The notebook pages are surprisingly thick and strong. It takes some real effort to shred the four pages into small, innocent-looking pieces. I reach for the trash can next to my bed and hide the shreds under used napkins and rotting banana peels. Time for a plan B. If only I had one. Plan A was to stay here, in the middle of nowhere, and return home as a stronger, better person. Destiny may think I’m something special, that I deserve nice things, but I doubt anyone back home shares her insight. I sure as hell don’t feel like I deserve anything nice or special.

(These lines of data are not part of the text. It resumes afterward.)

PR #1650, opened 2024-09-22
fix LogMaskModule throwing exception when UserName is empty (fixes #1649)

### LINKED ISSUE #1649: FtpClient throws exception from log masking when Credentials.UserName is empty
**FluentFTP Version:** 51.1.0
**Framework:** Happens on both .NET Framework 4.8 and .NET 8.0

# Summary

`LogMaskModule` tries to replace `UserName` instances with a fixed mask string, but if `UserName` is empty, then `String.Replace` throws an exception saying "**System.ArgumentException: 'The value cannot be an empty string. (Parameter 'oldValue')'**".

# Applicability

FTP spec (RFC 959) doesn't allow an empty username, but there's nothing that prevents an FTP client from sending an empty `USER` command, and the server from accepting it. 

Ideally, `LogMaskModule` should check for empty UserName and skip processing. `FtpClient` should reject an empty UserName directly in the constructor preferably with a manual override for exotic use cases. 

# Workarounds

- Enable `LogUserName = true` in configuration (which isn't ideal)

## Repro:

Here's a simple test program. Removing NetworkCredential parameter fixes this issue:

```csharp
using System.Net;
using FluentFTP;

namespace FtpTest
{
    internal class Program
    {
        static async Task Main(string[] args)
        {
            string path = Path.Combine(Path.GetTempPath(), Path.GetRandomFileName());
            Directory.CreateDirectory(path);
            Console.WriteLine($"Server path: {path}");
            var server = new Zhaobang.FtpServer.FtpServer(new IPEndPoint(IPAddress.Loopback, 4444), path);
            var cancelTokenSource = new CancellationTokenSource();
            var cancelToken = cancelTokenSource.Token;
            var task = Task.Run(() => server.RunAsync(cancelToken));

            var client = new AsyncFtpClient("127.0.0.1", new NetworkCredential()
            {
                UserName = "",
                Password = "",
            },4444, new FtpConfig()
            {
                LogToConsole = true,                
            });
            if (!await client.DirectoryExists("test/mest"))
            {
                await client.CreateDirectory("test/mest", force: true);
            }
            await client.UploadFile("D:\\test.txt", "test/test.txt");
            Console.WriteLine("DONE! ");
            cancelTokenSource.Cancel();
            Console.WriteLine("CANCELLED TOO! ");
            await task;
        }
    }
}
```

ssg:
This is my recommended fix. However, I wasn't able to build this due to many `IDE0032` errors, and I didn't want to touch anywhere in the codebase. Should build fine though.

### DIFF
--- a/FluentFTP.Tests/Unit/ConstructorTests.cs
+++ b/FluentFTP.Tests/Unit/ConstructorTests.cs
@@ -1,0 +1,62 @@
+﻿using System;
+using System.Net;
+using Xunit;
+
+namespace FluentFTP.Tests.Unit {
+	public class ConstructorTests {
+
+		const string defaultHost = "127.0.0.1";
+
+		[Fact]
+		public void FtpClient_NullCredentials_Throws() {
+			Assert.Throws<ArgumentNullException>(() => new FtpClient(defaultHost, null));
+		}
+
+		[Fact]
+		public void AsyncFtpClient_NullCredentials_Throws() {
+			Assert.Throws<ArgumentNullException>(() => new AsyncFtpClient(defaultHost, null));
+		}
+
+		[Fact]
+		public void FtpClient_EmptyUserNameCredential_Throws() {
+			Assert.Throws<ArgumentException>(() => new FtpClient(defaultHost, new NetworkCredential("", "")));
+		}
+
+		[Fact]
+		public void FtpClient_NullUserName_Throws() {
+			Assert.Throws<ArgumentNullException>(() => new FtpClient(defaultHost, null, ""));
+		}
+
+		[Fact]
+		public void FtpClient_NullUserPassword_Throws() {
+			Assert.Throws<ArgumentNullException>(() => new FtpClient(defaultHost, "test", null));
+		}
+
+		[Fact]
+		public void FtpClient_EmptyUserName_Throws() {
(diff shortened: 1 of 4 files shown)


ssg:
Ouch. I didn't intend the last two commits to make it into this PR. Let me know if you want them removed, I can refresh this.

FanDjango:
> However, I wasn't able to build this due to many IDE0032 errors

Huh? Not able to build?

ssg:
Yes, IDE0032 errors show up as compiler errors, not warnings.

FanDjango:
Very interesting. Not so on my system. Could we as a first step try to find out how this can be?

ssg:
Mine is also 17.11.4. I’ll look into it.

ssg:
Funny, I `git checkout`'ed that commit, and now, I'm not getting the error. Anyway, I force pushed that specific commit, and discarded all other changes.

ssg:
It came back :) But let's disregard it if it works in the build. 

image

FanDjango:
Probably IDE0032 is configured to be an error in your VS config.

FanDjango:
Looks good

ssg:
> Probably IDE0032 is configured to be an error in your VS config.

I don’t even know where such a config option would be. And I searched.

FanDjango:
VS must keep this **somewhere**:
image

Last time I checked my phone, I had no new text messages, angrily written in all caps. Maybe she forgot I existed. Maybe she would forgive me. But how can you ruin someone’s life, write an apology message and then return to your old life like nothing ever happened? I have not forgotten. Stoning me to my death still sounds like a fair punishment to me.

My laptop feels sticky as I fire it up hoping for a decent connection. My dry, partly scratched skin stings a bit, when a satisfied smile creeps across my face. The connection is good. It always is during weekends when the rest of the residents are out doing what normal people do on a Saturday night. None of them stayed at the dead quiet farm, writing apology letters to people who hated their guts.

The cursor blinks patiently as I hover my muddy fingernails on the keyboard. “Discount Flights Boston Airport.” If there was an AI behind the patient cursor, it would bounce its robot head on the nearest wall right now.

“Hurry. Up. Pathetic human,” it would say with its humanly voice, leaving you wonder if the thing had feelings after all. The backspace button has a piece of sand, or a dust ball under it, and I forcefully tap it until the text disappears. The nasty feeling of someone sitting on my chest is about to return. They sit there, laughing at my pathetic little heart that bounces off my chest to pump blood to my stupid unsteady brain. The overwhelming feeling has been gone for a while, but now it’s back in full force.

My Discman is not under my pillows where I usually keep it. It takes me a while to locate it in my winter coat’s chest pocket, where I’ve shoved it with force, ripping the seams off. The pocket is now ripped in half and I wonder if Destiny would be able to give me a “special” discount for a new winter jacket.

I place the headphones on my head and turn up the volume. By the time I feel like I can breathe again, I’m sure my ears are bleeding. Something about listening to music too loud makes my brain calm down and helps me dispose of the anxious, panicky feelings. I return to my sticky, dusty laptop. This time my fingers don’t hover. They type like I had worked as a typewriter in court for a year or two. The curser barely has time to blink before I tap the enter button.

“Permanent Residence in the United States.”